Have you ever felt that you had to be anything less
than all of who you are on stage?
Jimmy Somerville: If anything it’s so
difficult for me to present on stage who I am – because especially, from the
very beginning, of how I’ve looked and my size and, especially in the very
early days, my boyishness – my boyish face and boyish stature and stuff. It was very difficult for me to get over to
people that under my t-shirt there wasn’t a pair of wings as some kind of
little angel, you know? If anything I’m
just the opposite – I’m trying constantly to show people that I really am a
whore – look, I really am!
Would you
have been the sort of young man who would have been likely to have engaged in
anal intercourse, if that was on offer at age sixteen?

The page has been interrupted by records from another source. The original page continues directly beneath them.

PR #1535, opened 2026-03-10
Add HED write support to events.json sidecar

bruAristimunha:
## Summary

- Extract HED tags from `HEDAnnotations` and write as sidecar mapping in `events.json` (`"trial_type": {"HED": {...}}`)
- Falls back to HED column in `events.tsv` when same trial_type has different HED strings
- Set `HEDVersion` in `dataset_description.json`
- Fix `make_dataset_description()` overwrite logic to allow adding new fields without overwriting existing ones
- Fix `_events_json` docstring

**Depends on #1534**

## Test plan

- [x] `test_write_hed_annotations` — write + roundtrip: verifies sidecar HED in events.json, HEDVersion in dataset_description.json, no HED column in events.tsv, HEDAnnotations reconstructed on read


bruAristimunha:
suuuper clean PR now :) @drammock, @scott-huberty, @larsoner

mne_bids/write.py
```diff
@@ -481,8 +481,47 @@ def _events_tsv(
...
+        return None
+    strings = list(raw.annotations.hed_string)
+    if len(strings) != n_events:
+        warn(
+            f"Number of HED strings ({len(strings)}) does not match number "
+            f"of events ({n_events}). HED data will not be written."
+        )
+        return None
+    sidecar_map = {}
+    for desc, s in zip(raw.annotations.description, strings):
```
scott-huberty: Is it predetermined that `len(strings) == len(raw.annotations.description)` ? 

I just worry about the silent bugs that would be caused by a length mismatch in these iterables

scott-huberty (approved):
Just one question! 

I did not checkout this branch and test it locally, nor am I very familiar with BIDS HED. 
Maybe @larsoner or @drammock or @sappelhoff can take a look before merge.

mne_bids/write.py
bruAristimunha: Good catch. `HEDAnnotations.__init__` calls `_check_hed_strings(hed_string, len(onset))` (mne/annotations.py:1064) and all mutation paths preserve it, so `len(hed_string) == len(description)` holds. The zip would still silently truncate if that ever broke, though. Added `strict=True` in 7e9b4bc so it fails loud instead.

scott-huberty: Awesome! Great idea to use  `strict=True`, gives us a sanity check without creating a separate path that we have to test ourselves ; )

scott-huberty:
@bruAristimunha I think the one error was just due to a connection timeout.

Also - Do you think it is worth using the `bids_validate` fixture in of these write tests? The CI that uses the Schema validator should be able to handle it (not sure about the legacy validators). But we should be able to triage the validation on validator type, as done in #1540

bruAristimunha:
excellent idea @scott-huberty! i increased the test to validate this :) And I put one extra line to be more semantically correct test line with hedtools too

scott-huberty:
> excellent idea @scott-huberty! i increased the test to validate this :) And I put one extra line to be more semantically correct test line with hedtools too

Woot! Thanks!!

scott-huberty (approved):

bruAristimunha:
ready to merge boss @scott-huberty!

larsoner (approved):
Merging `main` into this branch and marking for merge-when-green, thanks in advance @bruAristimunha !

PR #1536, opened 2026-03-12
Modernize _parse_ext to handle multi-extension filenames

scott-huberty:
Related to #1528 
Towards #1268

`_parse_ext` splits a filename into its stem and extension. It already contained a special case for `.nii.gz` files. here I refactor it to generally handle multi-extension filenames (EDIT: because I need `_parse_ext` to handle `.tsv.gz` files).


mne_bids/tests/test_copyfiles.py
```diff
@@ -221,7 +221,7 @@ def test_copyfile_eeglab(tmp_path, fname):
     bids_root = tmp_path
     data_path = testing_path / "EEGLAB"
     raw_fname = data_path / fname
-    new_name = bids_root / f"CONVERTED_{fname}.set"
+    new_name = bids_root / f"CONVERTED_{fname}"
```
scott-huberty, line 224: Here's why I think this test was weird and why I think it warrants a change.

 [copyfile_eeglab](https://mne.tools/mne-bids/stable/generated/mne_bids.copyfiles.copyfile_eeglab.html) will throw an error if `dest` contains a different extension than `src`.

On main, `fname == "test_raw.set"` and `new_name == "/CONVERTED_test_raw.set.set")`


So on L231, we do `copyfile_eeglab(raw_fname, new_name)`

and inside `copyfile_eeglab`, we do `_parse_ext("/CONVERTED_test_raw.set.set")` which  returns `('/CONVERTED_test_raw.set', '.set')` .. 

I think this just happened to work because now the files end up with the same extension even though `_parse_ext` didn't really do its job, and even though the caller passed a `dest` with a different extension than `src`.

scott-huberty:
Ok @bruAristimunha and @larsoner this one is ready for review too!

bruAristimunha (approved):
For me seems good! I think in some future we should use more the Path library for this, but it is good enough for now

scott-huberty:
> think in some future we should use more the Path library for this

totally agree.

scott-huberty:
Thanks @bruAristimunha ! I'll self-merge EOD unless someone else leaves a review.

mne_bids/path.py
```diff
@@ -1663,21 +1663,30 @@ def print_dir_tree(folder, max_depth=None, return_str=False):
...
-    elif ext == ".gz" and raw_fname.endswith(".nii.gz"):
-        ext = ".nii.gz"
-        fname = fname[:-4]  # cut off the .nii
-    return fname, ext
+    elif len(exts) == 1:
+        ext = exts[0]
+    else:  # >1 extension e.g. .nii.gz, .tsv.gz
+        ext = "".join(raw_fname.suffixes)
+        fname = raw_fname.name[: -len(ext)]  # cut off the .nii.gz, tsv.gz etc.
+    # TODO: Should we return a Path obj, and refactor call sites if needed?
```
larsoner: I would say yes, `pathlib.Path` should be preferred nowadays

mne_bids/path.py
```diff
@@ -70,8 +70,6 @@ def _find_empty_room_candidates(bids_path):
     bids_path = bids_path.copy()
 
     datatype = "meg"  # We're only concerned about MEG data here
-    bids_fname = bids_path.update(suffix=datatype).fpath
-    _, ext = _parse_ext(bids_fname)
```
scott-huberty, line 74: The `ty` extension in my IDE revealed these to be dead LOC

mne_bids/path.py
scott-huberty: OK @larsoner and @bruAristimunha done in [1f32683](https://github.com/mne-tools/mne-bids/pull/1536/commits/1f326830e451f15e5907f5abc4f947d7ba2e8e87) : )

scott-huberty:
I'll self-merge at the end of the work day unless someone wishes to do another pass at reviewing : )

bruAristimunha (approved):

scott-huberty:
Thanks @bruAristimunha !

PR #1539, opened 2026-03-14
Allow writing EEG data as BDF and EEGLAB formats

### LINKED ISSUE #1537: We should allow to write eeg as BDF
### Describe the problem

It is already possible within the EMG, and it is one of the options for the EEG.

I think it is the best format with some compression and good resolution. 

### Describe your solution

allow the writing of the BDF.

To be super honest, I don't know.

### Additional context

_No response_

bruAristimunha:
## Summary
- Add `BDF`, `EDF`, and `EEGLAB` to `EEG_CONVERT_FORMATS` and `EEGLAB` to `IEEG_CONVERT_FORMATS` in `config.py` to match the write logic that already supported these formats
- Update `write.py` to include `eeg` datatype in BDF conversion/writing branches
- Add `("BDF", "eeg")` test case to `test_preload`

Closes #1537

## Test plan
- [x] `pytest mne_bids/tests/test_write.py::test_preload -v` — all 4 cases pass (including new `BDF-eeg`)

### DIFF
--- a/mne_bids/config.py
+++ b/mne_bids/config.py
@@ -3,8 +3,9 @@
 # Authors: The MNE-BIDS developers
 # SPDX-License-Identifier: BSD-3-Clause
 
-from mne import io
 from mne.io.constants import FIFF
+
+from mne import io
 
 BIDS_VERSION = "1.9.0"
 
--- a/mne_bids/config.py
+++ b/mne_bids/config.py
@@ -3,9 +3,8 @@
 # Authors: The MNE-BIDS developers
 # SPDX-License-Identifier: BSD-3-Clause
 
-from mne.io.constants import FIFF
-
 from mne import io
+from mne.io.constants import FIFF
 
 BIDS_VERSION = "1.9.0"
 
--- a/mne_bids/config.py
+++ b/mne_bids/config.py
@@ -21,7 +21,7 @@ ALLOWED_DATATYPES = EPHY_ALLOWED_DATATYPES + ["anat", "beh", "motion"]
 MEG_CONVERT_FORMATS = ["FIF", "auto"]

God! At age sixteen? By the time I
was fifteen I’d realised at the bus station that if I actually sucked men off I
could get five pounds - which meant I could go and buy two albums. So by that
time I was running a business really - I was building my record collection at
that point. So yeah, at sixteen there was no tricks I
didn’t know, that’s for sure.
Bronski Beat’s Smalltown Boy was a groundbreaking video. In
the documentary series Sex & Pop
you say in response to Jake Shears from Scissor Sisters how significant
that video was.
The early eighties was a time of just
being a bit kind of flash really – and in the end this song
couldn’t be anything else but tell a story.
There is a part in the swimming pool
where I’m looking at the guy, because I’m just so kind of like - I could be cruising him, but I could also just be idolising him - that
kind of thing.
So it could be taken whichever way,
but in some sense it was so obviously gay because we were OPENLY gay, but I
think the success of the song and of the video was that it was just so
universal.
I would imagine that you would have
a whole swag of songs that would be ideal if you were the guest vocalist at a gay civil union. Have you been asked to do this in the
No. It’s an historic moment and a
great thing, but for me it’s just a frustrating thing because I really don’t
want to be aping heterosexuality.
I
don’t want gays and lesbians to be saying “look, we should be allowed to get
married as well”, because I just don’t think, in the twenty first century, that
marriage really should be something that we’re trying to hold on to. I just
think we should be moving towards unions that are partnerships, but really
getting away from marriage and the whole connection to the church and the state
etc.
Civil
partnership rights are so important because it should be the same rights and it
should be the same recognition. If you enter into that partnership and it
becomes legal and binding, that’s really important – but just
drop this wedding nonsense.
The promoter of your
Australian shows, Colin Tate, says that “Jimmy gave his music to me as a lone
country boy, and it was a way of accepting my own sexuality”. It’s great he can
help now produce a spectacular show that gives you the recognition you deserve.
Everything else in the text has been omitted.